======== Material provided

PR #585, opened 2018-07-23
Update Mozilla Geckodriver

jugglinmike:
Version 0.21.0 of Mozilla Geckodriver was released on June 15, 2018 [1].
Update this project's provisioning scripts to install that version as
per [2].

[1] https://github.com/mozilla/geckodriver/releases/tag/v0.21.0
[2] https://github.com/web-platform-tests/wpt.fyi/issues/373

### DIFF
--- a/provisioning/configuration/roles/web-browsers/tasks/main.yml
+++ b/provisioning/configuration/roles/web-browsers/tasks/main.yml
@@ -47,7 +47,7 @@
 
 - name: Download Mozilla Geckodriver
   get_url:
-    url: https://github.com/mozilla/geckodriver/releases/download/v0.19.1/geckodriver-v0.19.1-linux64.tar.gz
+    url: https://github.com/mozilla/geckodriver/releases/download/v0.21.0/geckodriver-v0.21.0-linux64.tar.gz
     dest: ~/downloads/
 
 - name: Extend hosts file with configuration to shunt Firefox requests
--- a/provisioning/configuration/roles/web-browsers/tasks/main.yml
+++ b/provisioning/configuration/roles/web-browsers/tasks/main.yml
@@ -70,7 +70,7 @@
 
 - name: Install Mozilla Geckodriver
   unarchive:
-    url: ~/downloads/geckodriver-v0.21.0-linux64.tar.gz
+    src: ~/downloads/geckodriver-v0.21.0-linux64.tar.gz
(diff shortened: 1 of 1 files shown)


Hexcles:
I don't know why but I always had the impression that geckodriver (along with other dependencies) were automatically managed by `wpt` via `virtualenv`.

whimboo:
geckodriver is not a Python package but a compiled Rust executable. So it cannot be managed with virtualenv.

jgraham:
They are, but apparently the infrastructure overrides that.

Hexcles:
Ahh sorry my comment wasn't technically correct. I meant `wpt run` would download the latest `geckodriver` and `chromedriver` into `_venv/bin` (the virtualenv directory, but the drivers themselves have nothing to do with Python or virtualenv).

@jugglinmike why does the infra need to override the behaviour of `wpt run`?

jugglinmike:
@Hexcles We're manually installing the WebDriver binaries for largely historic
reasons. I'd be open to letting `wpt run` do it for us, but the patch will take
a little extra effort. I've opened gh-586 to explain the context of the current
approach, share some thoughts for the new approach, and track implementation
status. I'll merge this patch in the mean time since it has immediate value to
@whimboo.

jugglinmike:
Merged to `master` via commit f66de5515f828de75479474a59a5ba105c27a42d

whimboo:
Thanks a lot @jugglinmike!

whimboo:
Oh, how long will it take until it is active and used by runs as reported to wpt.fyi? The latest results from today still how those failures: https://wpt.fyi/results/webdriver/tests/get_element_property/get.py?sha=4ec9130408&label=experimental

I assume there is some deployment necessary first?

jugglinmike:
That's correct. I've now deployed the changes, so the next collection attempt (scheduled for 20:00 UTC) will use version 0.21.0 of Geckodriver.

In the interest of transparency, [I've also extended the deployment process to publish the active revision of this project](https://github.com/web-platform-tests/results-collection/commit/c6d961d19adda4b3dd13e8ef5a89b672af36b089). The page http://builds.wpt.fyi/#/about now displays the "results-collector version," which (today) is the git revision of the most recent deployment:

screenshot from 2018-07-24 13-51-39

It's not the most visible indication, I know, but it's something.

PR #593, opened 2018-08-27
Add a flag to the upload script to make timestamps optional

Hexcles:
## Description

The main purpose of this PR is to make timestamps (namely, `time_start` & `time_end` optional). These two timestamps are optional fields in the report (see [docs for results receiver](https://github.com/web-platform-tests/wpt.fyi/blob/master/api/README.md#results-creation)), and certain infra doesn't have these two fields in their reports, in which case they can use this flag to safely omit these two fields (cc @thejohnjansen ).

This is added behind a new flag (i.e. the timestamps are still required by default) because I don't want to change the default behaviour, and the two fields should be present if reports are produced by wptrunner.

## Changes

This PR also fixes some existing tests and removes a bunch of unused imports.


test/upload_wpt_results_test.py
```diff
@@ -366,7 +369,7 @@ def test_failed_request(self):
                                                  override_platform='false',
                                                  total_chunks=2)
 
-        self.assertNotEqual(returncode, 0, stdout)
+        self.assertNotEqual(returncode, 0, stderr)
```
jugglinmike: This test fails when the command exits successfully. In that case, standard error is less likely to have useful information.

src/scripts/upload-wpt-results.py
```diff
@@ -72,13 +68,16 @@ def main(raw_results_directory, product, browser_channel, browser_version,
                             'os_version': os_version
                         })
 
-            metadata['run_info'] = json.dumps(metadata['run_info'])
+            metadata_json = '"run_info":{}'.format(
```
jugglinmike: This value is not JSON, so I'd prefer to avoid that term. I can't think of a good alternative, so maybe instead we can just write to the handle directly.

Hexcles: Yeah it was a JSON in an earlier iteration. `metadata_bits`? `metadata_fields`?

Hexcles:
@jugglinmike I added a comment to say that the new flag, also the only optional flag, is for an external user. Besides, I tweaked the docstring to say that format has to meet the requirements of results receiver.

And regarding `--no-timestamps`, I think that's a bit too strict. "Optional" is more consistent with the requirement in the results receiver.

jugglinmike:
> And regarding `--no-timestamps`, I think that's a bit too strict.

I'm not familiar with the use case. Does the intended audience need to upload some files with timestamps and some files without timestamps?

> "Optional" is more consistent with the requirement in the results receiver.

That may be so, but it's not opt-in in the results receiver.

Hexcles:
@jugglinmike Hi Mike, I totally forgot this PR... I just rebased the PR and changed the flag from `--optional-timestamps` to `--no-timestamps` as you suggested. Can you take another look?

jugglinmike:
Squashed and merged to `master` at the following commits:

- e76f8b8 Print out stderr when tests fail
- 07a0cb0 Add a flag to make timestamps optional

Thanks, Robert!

================

How to complete this task.
Would you please copy exactly the part of the entries above that begins at the line containing "It's not the" and ends at the line containing "## Description", both lines included?

Response box.
It's not the most visible indication, I know, but it's something.

PR #593, opened 2018-08-27
Add a flag to the upload script to make timestamps optional

Hexcles:
## Description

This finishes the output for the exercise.